EXERCISE OBJECTIVE
In the data that follows, every line containing the word "RetryDelaySeconds" should be returned.

SUPPLIED INFORMATION

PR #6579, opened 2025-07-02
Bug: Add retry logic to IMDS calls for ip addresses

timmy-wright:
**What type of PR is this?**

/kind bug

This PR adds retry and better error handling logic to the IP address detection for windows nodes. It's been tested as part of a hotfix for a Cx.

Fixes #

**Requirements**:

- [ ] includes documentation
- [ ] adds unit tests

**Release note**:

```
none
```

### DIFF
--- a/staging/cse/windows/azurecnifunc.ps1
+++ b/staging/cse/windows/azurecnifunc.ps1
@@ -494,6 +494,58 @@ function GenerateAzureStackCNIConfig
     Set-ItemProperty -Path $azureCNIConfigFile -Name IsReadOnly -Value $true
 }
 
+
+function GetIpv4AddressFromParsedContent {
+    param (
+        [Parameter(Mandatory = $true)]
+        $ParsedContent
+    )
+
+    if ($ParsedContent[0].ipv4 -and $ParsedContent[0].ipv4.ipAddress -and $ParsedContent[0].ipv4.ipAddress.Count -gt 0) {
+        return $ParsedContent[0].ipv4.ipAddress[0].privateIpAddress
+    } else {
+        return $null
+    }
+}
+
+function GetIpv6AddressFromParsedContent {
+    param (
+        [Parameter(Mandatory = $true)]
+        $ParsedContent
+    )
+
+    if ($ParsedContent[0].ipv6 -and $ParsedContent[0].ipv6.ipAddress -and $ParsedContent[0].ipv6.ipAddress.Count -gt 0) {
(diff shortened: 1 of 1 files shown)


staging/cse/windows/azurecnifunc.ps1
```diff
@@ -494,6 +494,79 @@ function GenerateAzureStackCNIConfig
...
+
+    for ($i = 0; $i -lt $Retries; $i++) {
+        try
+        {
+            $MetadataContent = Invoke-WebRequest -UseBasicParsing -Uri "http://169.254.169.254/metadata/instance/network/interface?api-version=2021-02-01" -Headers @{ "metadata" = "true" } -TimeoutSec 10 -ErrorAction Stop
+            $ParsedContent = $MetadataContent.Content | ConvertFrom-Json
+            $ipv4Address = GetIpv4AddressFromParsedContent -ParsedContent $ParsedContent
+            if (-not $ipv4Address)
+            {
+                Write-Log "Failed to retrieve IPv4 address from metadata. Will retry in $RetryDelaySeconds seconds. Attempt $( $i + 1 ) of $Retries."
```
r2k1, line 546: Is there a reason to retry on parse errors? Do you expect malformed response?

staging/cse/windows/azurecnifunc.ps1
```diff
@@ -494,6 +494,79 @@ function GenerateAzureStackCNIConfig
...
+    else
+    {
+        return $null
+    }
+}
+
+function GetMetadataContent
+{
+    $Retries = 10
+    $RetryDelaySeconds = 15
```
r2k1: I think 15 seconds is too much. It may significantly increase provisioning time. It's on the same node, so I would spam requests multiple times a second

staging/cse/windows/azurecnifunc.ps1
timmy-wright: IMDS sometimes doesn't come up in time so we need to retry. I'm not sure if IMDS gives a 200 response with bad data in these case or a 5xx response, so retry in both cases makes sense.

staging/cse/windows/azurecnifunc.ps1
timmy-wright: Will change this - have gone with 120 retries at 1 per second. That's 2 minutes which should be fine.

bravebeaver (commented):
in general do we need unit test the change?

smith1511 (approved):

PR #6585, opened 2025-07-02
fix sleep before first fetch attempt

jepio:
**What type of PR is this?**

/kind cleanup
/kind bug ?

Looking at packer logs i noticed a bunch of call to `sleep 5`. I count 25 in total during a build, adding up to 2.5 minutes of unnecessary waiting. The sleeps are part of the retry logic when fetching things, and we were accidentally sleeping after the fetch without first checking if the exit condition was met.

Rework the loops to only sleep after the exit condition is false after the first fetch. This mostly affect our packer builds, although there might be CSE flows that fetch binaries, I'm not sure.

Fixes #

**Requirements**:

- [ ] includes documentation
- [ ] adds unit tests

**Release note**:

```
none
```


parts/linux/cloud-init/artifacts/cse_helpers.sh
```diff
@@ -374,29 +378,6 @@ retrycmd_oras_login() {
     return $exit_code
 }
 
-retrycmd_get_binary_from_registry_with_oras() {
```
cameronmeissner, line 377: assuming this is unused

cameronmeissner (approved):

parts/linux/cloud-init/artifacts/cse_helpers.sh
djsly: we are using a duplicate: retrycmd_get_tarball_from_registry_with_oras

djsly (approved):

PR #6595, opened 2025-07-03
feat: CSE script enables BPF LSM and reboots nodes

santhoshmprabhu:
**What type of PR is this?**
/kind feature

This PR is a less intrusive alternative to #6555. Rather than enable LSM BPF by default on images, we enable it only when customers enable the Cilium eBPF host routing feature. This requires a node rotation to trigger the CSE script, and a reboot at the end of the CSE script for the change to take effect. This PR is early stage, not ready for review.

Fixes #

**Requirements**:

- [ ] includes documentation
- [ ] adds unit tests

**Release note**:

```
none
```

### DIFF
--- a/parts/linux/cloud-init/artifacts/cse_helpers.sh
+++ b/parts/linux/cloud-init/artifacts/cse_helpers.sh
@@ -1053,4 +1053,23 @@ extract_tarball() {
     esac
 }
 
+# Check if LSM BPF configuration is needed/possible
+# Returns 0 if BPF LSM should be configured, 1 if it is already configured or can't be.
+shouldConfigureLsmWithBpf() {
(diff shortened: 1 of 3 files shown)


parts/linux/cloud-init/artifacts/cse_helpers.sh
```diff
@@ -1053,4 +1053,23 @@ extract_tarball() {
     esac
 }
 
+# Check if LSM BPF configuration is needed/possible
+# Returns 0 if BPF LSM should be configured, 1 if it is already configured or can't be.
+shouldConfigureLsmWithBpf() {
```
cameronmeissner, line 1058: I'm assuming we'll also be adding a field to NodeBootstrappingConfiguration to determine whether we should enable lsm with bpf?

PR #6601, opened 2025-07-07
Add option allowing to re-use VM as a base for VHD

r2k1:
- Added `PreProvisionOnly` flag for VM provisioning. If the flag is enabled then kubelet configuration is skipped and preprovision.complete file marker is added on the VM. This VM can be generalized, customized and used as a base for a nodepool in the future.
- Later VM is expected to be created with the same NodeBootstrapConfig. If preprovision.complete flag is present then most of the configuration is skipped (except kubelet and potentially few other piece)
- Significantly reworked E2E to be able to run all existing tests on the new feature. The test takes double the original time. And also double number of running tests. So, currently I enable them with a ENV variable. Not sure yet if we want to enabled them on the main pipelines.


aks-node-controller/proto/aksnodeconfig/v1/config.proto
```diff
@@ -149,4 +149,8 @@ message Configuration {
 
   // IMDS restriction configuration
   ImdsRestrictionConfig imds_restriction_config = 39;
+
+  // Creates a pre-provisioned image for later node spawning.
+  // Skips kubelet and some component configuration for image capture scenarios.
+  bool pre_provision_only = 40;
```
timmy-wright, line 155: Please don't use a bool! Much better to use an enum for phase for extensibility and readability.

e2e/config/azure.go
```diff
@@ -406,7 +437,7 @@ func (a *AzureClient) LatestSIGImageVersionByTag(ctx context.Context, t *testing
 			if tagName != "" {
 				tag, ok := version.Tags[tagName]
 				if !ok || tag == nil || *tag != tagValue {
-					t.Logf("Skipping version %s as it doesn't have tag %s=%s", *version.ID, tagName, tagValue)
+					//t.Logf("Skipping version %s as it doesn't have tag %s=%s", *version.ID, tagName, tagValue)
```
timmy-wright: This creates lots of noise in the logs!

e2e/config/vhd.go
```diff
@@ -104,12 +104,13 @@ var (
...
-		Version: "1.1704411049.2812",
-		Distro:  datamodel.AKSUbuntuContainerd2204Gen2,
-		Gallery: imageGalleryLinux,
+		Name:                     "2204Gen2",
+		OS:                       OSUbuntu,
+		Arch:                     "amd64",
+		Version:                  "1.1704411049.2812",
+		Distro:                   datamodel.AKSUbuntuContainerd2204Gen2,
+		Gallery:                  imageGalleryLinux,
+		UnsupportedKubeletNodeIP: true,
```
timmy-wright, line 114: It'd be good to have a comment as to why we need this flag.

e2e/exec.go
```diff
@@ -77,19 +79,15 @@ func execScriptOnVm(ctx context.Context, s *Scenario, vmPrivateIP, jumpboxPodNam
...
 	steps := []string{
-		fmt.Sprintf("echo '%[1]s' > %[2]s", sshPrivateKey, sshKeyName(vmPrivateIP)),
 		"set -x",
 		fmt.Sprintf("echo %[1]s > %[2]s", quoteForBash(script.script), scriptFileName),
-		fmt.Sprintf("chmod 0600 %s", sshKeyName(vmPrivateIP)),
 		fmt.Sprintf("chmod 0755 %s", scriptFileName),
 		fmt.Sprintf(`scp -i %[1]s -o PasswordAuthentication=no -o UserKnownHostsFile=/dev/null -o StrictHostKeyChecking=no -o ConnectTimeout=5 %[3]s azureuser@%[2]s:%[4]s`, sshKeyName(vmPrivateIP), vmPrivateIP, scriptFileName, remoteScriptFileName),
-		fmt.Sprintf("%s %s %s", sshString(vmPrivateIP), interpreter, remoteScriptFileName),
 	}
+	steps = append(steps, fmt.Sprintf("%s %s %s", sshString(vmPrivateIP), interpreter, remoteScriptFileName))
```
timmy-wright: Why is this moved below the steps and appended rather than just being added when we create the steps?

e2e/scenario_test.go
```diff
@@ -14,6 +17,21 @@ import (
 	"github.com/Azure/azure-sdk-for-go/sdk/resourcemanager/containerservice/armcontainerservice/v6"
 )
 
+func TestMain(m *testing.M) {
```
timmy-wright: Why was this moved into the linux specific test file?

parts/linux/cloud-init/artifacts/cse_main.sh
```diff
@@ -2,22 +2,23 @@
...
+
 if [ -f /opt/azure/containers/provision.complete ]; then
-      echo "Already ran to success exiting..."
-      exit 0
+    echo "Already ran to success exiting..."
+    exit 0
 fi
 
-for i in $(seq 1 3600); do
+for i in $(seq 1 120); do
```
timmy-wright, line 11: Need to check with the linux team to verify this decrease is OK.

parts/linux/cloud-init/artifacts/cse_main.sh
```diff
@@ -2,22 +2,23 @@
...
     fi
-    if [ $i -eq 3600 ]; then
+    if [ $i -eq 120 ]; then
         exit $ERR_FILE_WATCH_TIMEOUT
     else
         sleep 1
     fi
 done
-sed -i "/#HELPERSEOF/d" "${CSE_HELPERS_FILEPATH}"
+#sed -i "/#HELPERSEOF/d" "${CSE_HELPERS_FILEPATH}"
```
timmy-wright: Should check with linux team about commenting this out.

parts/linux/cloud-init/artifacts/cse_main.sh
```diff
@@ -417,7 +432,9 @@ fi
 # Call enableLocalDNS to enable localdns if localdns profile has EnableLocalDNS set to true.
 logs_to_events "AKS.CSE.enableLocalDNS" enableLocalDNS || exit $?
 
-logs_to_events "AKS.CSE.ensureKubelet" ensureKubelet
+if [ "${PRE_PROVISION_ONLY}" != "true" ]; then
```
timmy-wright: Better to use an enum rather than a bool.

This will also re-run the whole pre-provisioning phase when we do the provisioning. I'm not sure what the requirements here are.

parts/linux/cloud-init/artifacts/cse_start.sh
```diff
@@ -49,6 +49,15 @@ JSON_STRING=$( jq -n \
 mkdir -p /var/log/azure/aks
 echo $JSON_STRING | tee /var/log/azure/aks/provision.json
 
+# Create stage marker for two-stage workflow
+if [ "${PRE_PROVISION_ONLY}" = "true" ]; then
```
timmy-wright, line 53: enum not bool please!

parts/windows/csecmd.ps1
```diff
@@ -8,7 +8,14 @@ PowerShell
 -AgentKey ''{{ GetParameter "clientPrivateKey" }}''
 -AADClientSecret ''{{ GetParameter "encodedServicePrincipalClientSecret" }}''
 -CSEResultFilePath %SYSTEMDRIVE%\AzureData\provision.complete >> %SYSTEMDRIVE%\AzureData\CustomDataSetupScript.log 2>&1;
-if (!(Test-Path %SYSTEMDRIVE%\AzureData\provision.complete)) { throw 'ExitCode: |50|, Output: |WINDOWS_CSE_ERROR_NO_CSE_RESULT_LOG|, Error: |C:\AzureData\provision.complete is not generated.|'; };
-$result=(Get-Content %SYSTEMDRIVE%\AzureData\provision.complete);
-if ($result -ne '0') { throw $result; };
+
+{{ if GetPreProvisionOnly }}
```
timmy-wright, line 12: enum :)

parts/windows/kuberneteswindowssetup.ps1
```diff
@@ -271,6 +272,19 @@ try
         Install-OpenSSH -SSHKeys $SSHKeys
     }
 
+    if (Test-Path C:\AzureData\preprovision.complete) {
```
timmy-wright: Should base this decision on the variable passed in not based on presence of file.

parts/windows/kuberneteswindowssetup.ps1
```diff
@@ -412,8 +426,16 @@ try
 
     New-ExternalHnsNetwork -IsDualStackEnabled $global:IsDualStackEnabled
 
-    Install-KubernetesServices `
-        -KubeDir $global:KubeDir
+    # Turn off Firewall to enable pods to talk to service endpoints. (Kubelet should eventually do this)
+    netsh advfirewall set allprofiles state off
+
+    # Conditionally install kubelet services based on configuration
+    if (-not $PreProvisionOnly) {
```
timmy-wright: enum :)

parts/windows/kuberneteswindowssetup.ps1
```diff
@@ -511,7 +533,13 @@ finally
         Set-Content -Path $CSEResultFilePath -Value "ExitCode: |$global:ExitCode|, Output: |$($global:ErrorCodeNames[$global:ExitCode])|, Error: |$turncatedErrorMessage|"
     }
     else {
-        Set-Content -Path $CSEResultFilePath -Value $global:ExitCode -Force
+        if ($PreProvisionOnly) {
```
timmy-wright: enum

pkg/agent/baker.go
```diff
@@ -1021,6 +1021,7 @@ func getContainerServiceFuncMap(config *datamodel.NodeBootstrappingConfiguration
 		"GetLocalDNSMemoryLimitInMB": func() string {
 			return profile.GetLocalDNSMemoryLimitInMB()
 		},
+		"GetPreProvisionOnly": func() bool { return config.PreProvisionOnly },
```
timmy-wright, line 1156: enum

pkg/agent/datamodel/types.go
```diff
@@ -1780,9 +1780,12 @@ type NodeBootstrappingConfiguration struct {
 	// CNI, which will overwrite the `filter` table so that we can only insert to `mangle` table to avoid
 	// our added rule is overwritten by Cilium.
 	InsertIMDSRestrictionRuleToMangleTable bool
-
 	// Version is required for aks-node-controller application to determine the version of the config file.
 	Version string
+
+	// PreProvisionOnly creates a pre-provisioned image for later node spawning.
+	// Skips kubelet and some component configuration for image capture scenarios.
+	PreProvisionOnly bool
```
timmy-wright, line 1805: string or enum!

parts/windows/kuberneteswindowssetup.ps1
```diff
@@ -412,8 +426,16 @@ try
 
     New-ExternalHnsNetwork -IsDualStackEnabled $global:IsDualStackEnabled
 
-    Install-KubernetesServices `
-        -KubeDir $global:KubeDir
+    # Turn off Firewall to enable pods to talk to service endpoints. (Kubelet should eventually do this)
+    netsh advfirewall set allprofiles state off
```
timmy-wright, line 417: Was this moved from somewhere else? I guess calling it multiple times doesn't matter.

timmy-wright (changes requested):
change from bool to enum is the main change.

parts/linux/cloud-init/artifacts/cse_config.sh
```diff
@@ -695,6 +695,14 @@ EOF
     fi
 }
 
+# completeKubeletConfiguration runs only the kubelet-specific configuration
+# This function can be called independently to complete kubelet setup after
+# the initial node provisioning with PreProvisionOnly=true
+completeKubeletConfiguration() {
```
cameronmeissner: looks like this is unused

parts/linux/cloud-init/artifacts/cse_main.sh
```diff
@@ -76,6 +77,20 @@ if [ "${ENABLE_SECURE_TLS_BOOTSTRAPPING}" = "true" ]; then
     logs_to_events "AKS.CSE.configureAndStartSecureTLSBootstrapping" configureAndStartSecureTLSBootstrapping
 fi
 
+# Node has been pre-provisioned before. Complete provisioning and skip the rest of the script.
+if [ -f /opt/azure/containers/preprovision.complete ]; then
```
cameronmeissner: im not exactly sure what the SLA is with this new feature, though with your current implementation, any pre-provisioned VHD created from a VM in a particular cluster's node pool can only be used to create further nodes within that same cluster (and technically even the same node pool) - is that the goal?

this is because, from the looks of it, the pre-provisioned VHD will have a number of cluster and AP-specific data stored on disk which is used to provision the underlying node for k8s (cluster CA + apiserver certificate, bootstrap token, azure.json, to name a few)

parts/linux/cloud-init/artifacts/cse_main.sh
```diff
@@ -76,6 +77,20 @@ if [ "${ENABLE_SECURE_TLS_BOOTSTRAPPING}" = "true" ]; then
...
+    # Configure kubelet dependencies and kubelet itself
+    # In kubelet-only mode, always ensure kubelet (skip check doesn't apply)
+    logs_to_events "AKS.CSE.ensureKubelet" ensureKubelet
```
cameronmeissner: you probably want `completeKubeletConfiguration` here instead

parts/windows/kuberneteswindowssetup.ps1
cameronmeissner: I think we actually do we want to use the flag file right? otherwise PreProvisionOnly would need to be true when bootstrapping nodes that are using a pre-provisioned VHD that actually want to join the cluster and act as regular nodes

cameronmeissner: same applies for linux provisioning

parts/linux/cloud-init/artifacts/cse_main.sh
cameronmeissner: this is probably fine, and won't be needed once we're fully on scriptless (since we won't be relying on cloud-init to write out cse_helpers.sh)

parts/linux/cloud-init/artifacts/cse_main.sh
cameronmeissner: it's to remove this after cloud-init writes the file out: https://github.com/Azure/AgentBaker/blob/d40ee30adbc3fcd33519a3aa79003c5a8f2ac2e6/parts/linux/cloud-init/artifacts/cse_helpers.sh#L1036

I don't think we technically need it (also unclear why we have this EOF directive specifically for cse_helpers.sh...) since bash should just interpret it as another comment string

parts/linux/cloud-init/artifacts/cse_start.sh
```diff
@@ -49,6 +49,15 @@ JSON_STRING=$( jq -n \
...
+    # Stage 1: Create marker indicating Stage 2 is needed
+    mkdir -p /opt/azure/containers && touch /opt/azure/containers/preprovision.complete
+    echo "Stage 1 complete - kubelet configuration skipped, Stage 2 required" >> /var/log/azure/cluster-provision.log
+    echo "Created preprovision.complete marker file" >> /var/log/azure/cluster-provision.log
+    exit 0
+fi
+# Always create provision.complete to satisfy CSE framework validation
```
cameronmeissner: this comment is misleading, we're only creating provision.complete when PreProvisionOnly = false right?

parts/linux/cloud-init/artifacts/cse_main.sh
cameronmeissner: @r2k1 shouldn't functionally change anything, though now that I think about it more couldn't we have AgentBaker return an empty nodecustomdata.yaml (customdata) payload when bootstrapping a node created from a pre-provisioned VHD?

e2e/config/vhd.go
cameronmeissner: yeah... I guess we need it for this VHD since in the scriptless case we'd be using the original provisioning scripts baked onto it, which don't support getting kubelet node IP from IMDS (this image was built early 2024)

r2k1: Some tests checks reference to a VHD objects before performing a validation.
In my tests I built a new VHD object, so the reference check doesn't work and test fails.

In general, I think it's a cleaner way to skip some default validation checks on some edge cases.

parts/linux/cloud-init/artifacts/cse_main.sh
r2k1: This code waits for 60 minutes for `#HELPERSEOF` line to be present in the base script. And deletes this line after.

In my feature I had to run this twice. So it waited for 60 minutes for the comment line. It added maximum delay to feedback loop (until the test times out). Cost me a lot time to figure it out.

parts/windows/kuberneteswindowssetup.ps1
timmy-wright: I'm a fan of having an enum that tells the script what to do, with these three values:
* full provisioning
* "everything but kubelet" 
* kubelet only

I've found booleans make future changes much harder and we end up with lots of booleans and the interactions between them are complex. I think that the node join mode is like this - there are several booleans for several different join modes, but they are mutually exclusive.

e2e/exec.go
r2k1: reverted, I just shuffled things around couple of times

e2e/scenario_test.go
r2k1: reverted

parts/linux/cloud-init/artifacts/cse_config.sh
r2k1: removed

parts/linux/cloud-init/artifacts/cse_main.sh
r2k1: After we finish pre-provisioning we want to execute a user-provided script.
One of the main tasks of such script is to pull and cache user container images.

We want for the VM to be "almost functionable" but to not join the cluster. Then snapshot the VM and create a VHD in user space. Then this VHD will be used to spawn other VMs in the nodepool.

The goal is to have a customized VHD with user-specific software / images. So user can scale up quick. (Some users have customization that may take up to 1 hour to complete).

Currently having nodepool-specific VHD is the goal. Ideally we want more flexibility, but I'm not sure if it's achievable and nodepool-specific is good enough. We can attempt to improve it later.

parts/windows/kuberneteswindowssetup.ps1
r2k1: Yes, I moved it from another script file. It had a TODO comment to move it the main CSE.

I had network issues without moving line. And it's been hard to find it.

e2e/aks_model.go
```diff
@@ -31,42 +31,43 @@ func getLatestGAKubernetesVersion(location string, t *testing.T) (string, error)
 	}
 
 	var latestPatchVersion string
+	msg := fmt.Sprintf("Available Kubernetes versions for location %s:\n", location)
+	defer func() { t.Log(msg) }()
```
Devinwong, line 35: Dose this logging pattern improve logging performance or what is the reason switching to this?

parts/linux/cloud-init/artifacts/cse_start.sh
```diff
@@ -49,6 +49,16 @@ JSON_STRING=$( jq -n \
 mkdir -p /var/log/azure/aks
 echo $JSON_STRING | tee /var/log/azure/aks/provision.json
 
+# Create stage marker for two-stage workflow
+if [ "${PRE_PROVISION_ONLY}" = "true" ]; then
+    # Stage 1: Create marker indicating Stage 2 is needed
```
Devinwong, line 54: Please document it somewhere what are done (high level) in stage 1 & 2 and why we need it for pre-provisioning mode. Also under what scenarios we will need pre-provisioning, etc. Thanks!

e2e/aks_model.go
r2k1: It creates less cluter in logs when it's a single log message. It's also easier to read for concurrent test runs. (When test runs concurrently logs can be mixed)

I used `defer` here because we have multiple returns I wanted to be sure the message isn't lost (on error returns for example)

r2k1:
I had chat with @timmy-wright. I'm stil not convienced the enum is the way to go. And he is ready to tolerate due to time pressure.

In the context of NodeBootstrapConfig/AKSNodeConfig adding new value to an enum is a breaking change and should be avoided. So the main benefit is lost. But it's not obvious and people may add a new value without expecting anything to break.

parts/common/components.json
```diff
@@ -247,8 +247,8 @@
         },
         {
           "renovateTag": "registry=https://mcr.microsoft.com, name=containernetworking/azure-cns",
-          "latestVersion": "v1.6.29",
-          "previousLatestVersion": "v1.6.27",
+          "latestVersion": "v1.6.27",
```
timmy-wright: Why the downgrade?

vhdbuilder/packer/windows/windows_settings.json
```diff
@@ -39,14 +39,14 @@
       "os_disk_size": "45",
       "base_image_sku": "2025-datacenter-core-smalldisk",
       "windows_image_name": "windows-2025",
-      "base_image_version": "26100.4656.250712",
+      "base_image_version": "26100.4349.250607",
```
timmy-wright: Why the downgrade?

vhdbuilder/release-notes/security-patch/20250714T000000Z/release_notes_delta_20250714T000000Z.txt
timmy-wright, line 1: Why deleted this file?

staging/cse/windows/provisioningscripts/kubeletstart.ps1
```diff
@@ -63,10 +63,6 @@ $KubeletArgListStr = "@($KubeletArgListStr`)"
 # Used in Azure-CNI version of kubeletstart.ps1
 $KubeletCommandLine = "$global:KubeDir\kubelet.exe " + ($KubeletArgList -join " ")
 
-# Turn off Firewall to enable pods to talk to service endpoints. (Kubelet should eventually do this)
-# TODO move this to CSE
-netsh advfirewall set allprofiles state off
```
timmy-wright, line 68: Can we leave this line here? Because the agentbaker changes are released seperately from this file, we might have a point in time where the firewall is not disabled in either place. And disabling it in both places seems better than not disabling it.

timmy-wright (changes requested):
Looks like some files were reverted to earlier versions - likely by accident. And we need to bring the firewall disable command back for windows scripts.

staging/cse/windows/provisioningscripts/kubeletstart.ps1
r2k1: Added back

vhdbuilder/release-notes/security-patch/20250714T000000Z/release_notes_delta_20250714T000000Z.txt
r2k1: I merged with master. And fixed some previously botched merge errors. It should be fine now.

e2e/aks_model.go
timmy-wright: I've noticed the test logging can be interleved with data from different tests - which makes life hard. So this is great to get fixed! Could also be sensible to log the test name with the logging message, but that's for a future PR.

REPLY
+                Write-Log "Failed to retrieve IPv4 address from metadata. Will retry in $RetryDelaySeconds seconds. Attempt $( $i + 1 ) of $Retries."
+    $RetryDelaySeconds = 15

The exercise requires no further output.